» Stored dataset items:
▬▬▬

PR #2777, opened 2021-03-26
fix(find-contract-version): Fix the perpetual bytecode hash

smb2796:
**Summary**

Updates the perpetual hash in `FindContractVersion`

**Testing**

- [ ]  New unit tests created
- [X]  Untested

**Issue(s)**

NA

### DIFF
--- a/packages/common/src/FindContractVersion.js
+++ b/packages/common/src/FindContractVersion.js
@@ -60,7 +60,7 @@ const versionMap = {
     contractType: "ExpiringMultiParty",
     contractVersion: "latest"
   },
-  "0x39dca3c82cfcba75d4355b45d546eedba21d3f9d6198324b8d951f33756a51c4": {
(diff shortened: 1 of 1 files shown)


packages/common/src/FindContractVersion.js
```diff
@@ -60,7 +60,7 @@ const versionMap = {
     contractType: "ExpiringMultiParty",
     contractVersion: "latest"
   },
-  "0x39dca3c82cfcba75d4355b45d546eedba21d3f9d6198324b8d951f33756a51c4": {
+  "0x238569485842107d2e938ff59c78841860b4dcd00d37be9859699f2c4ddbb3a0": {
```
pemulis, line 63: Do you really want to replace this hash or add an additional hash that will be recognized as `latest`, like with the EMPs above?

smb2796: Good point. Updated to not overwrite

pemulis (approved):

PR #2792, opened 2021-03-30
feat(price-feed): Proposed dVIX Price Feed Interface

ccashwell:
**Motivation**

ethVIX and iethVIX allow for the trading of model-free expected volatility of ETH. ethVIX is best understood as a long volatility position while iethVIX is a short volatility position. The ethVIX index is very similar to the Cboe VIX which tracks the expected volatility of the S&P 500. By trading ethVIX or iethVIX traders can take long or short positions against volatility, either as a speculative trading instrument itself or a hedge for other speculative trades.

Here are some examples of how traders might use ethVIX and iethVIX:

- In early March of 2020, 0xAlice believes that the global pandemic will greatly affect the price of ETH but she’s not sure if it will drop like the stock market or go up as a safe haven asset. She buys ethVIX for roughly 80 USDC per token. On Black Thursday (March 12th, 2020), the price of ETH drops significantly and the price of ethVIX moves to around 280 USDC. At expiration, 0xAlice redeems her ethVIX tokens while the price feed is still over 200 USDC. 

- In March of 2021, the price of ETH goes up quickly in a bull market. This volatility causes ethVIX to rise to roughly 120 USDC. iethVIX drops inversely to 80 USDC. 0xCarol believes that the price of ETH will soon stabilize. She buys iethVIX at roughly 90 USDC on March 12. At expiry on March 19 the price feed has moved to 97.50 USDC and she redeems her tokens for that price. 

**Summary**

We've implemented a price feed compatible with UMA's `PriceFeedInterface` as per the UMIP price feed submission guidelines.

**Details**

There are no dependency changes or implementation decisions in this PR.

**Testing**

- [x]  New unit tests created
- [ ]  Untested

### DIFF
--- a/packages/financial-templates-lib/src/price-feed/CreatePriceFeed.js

▬▬▬

The data must be transcribed in full. Every word stays the same.

PR #2777, opened 2021-03-26
fix(find-contract-version): Fix the perpetual bytecode hash

smb2796:
**Summary**

Updates the perpetual hash in `FindContractVersion`

**Testing**

- [ ]  New unit tests created
- [X]  Untested

**Issue(s)**

NA

### DIFF
--- a/packages/common/src/FindContractVersion.js
+++ b/packages/common/src/FindContractVersion.js
@@ -60,7 +60,7 @@ const versionMap = {
     contractType: "ExpiringMultiParty",
     contractVersion: "latest"
   },
-  "0x39dca3c82cfcba75d4355b45d546eedba21d3f9d6198324b8d951f33756a51c4": {
(diff shortened: 1 of 1 files shown)


packages/common/src/FindContractVersion.js
```diff
@@ -60,7 +60,7 @@ const versionMap = {
     contractType: "ExpiringMultiParty",
     contractVersion: "latest"
   },
-  "0x39dca3c82cfcba75d4355b45d546eedba21d3f9d6198324b8d951f33756a51c4": {
+  "0x238569485842107d2e938ff59c78841860b4dcd00d37be9859699f2c4ddbb3a0": {
```
pemulis, line 63: Do you really want to replace this hash or add an additional hash that will be recognized as `latest`, like with the EMPs above?

smb2796: Good point. Updated to not overwrite

pemulis (approved):

PR #2792, opened 2021-03-30
feat(price-feed): Proposed dVIX Price Feed Interface

ccashwell:
**Motivation**

ethVIX and iethVIX allow for the trading of model-free expected volatility of ETH. ethVIX is best understood as a long volatility position while iethVIX is a short volatility position. The ethVIX index is very similar to the Cboe VIX which tracks the expected volatility of the S&P 500. By trading ethVIX or iethVIX traders can take long or short positions against volatility, either as a speculative trading instrument itself or a hedge for other speculative trades.

Here are some examples of how traders might use ethVIX and iethVIX:

- In early March of 2020, 0xAlice believes that the global pandemic will greatly affect the price of ETH but she’s not sure if it will drop like the stock market or go up as a safe haven asset. She buys ethVIX for roughly 80 USDC per token. On Black Thursday (March 12th, 2020), the price of ETH drops significantly and the price of ethVIX moves to around 280 USDC. At expiration, 0xAlice redeems her ethVIX tokens while the price feed is still over 200 USDC. 

- In March of 2021, the price of ETH goes up quickly in a bull market. This volatility causes ethVIX to rise to roughly 120 USDC. iethVIX drops inversely to 80 USDC. 0xCarol believes that the price of ETH will soon stabilize. She buys iethVIX at roughly 90 USDC on March 12. At expiry on March 19 the price feed has moved to 97.50 USDC and she redeems her tokens for that price. 

**Summary**

We've implemented a price feed compatible with UMA's `PriceFeedInterface` as per the UMIP price feed submission guidelines.

**Details**

There are no dependency changes or implementation decisions in this PR.

**Testing**

- [x]  New unit tests created
- [ ]  Untested

### DIFF
--- a/packages/financial-templates-lib/src/price-feed/CreatePriceFeed.js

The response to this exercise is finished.